## Task directions
In the data that follows, count the lines in which the word "have" occurs, and report that figure alone.

[Stored items]
*** Block opens ***

PR #284, opened 2020-10-23
Remove the FakeCloudStore class

jqmp:
Now that we have FakeGcsFs, we might as well use that instead of
maintaining two different fake GCS abstractions.

### DIFF
--- a/tests/test_flow/test_persistence_fuzz.py
+++ b/tests/test_flow/test_persistence_fuzz.py
@@ -5,7 +5,6 @@ from textwrap import dedent
 from random import Random
 
 from bionic.exception import CodeVersioningError
-from bionic.persistence import FakeCloudStore
 from bionic import interpret
 import bionic as bn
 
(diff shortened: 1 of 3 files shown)


tests/test_flow/test_persistence_fuzz.py
```diff
@@ -386,10 +385,8 @@ def _expected_called_names(
 
 
 @pytest.fixture(scope="function")
-def fuzzer(builder, make_list, tmp_path):
-    fake_cloud_store = FakeCloudStore(str(tmp_path / "BNTESTDATA_FAKE_CLOUD"))
-    builder.set("core__persistent_cache__cloud_store", fake_cloud_store)
-    return Fuzzer(builder, make_list)
+def fuzzer(fake_gcs_builder, make_list, tmp_path):
```
namanjain, line 388: Instead of doing this, what do you think about adding a marker that basically says don't run with real gcs? If that marker is present for a test, then we skip if the test also has `real-gcp` marker.

jqmp: I thought about this but ended up leaning against it. It doesn't seem to be possible to directly attach a mark to a fixture, so we'd have to do it by parametrizing the fixture (with a single parameter value). I don't love the proliferation of extra parameters, and of extra test instances that get created and then filtered out. I also didn't love the idea of adding more cases to our top-level filtering to solve this problem. That said, I'm not crazy about this solution either and I could probably be persuaded either way.

BTW, it's interesting to note that some of the limitations in pytest's parametrization are similar to those of Bionic's multiplicity. For example, in both frameworks it's frustrating that you can't dynamically set the number of parameters/cases based on the value of another fixture/entity. I'm really looking forward to solving this in Bionic (with descriptors).

jqmp:
I think the tests are failing because our fake GCS stuff doesn't work in parallel mode. I know @simonafk is working on this, so I'm going to leave this PR for now and come back when he's done.

jqmp:
Thanks to @simonafk's work, the tests are passing now!

namanjain (approved):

*** Block closes ***

## Solved problem
2